Exercise inputs:
════════════════════

PR #142, opened 2019-05-30
Add static version of Wfact and negate the W operator

YingboMa:


src/utils.jl
```diff
@@ -48,7 +48,7 @@ function build_function(rhss, vs, ps, args = (), conv = rhs -> convert(Expr, rhs
         let_expr = Expr(:let, var_eqs, sys_expr)
         :((u,p,$(args...)) -> begin
             X = $let_expr
-            T = StaticArrays.similar_type(typeof(u), eltype(X))
+            T = $(constructor === nothing ? :(StaticArrays.similar_type(typeof(u), eltype(X))) : constructor)
```
ChrisRackauckas: Maybe this is cleaner just as a default for the constructor.

PR #144, opened 2019-07-06
Include Jacobian in generated ODEFunction

ChrisRackauckas:


src/systems/diffeqs/diffeqsystem.jl
```diff
@@ -196,10 +196,11 @@ are used to set the order of the dependent variable and parameter vectors,
 respectively.
 """
 function DiffEqBase.ODEFunction(sys::ODESystem, dvs, ps; version::FunctionVersion = ArrayFunction)
-    expr = generate_function(sys, dvs, ps; version = version)
+    expr = eval(generate_function(sys, dvs, ps; version = version))
+    jac_expr = isempty(sys.jac[]) ? nothing : eval(generate_jacobian(sys))
```
HarrisonGrodin: This means that unless the Jacobian has already been computed, it won't be included. Is that the desired behavior?

(Note that `jac_expr = eval(generate_jacobian(sys))` would use the cached version if one exists, computing it otherwise.)

ChrisRackauckas: Yes, this gives an opt-in mechanism: call `calculate_jacobian` if you want it.

HarrisonGrodin: That seems like a rather strange/unintuitive way of opting in (which also makes the fact that we currently cache Jacobians user-facing)... couldn't we just have a kwarg for `jac::Bool = false`?

ChrisRackauckas: Yes, we can do it with a bool as well.

PR #146, opened 2019-07-06
Add modelingtoolkitize

YingboMa:


src/utils.jl
```diff
@@ -84,3 +84,27 @@ function vars!(vars, O)
 
     return vars
 end
+
```
ChrisRackauckas: This should probably go with the ODESystem stuff.

HarrisonGrodin:
Can we name this differently, please? Haha. Maybe `symbolic` or something?

ChrisRackauckas:
`symbolify`? `symbolicitizationifyification`

ChrisRackauckas:
ehh I actually like the name, since most others will clash with libraries like SymPy and whatnot, so we might as well say how we are symbolicing it.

════════════════════

What to work on: Reproducing the whole listing above is not the task. Copy exactly only the lines from the one with "HarrisonGrodin: This means" to the one with "ChrisRackauckas: Yes, this", both kept.

Answer section:
HarrisonGrodin: This means that unless the Jacobian has already been computed, it won't be included. Is that the desired behavior?

(Note that `jac_expr = eval(generate_jacobian(sys))` would use the cached version if one exists, computing it otherwise.)

ChrisRackauckas: Yes, this gives an opt-in mechanism: call `calculate_jacobian` if you want it.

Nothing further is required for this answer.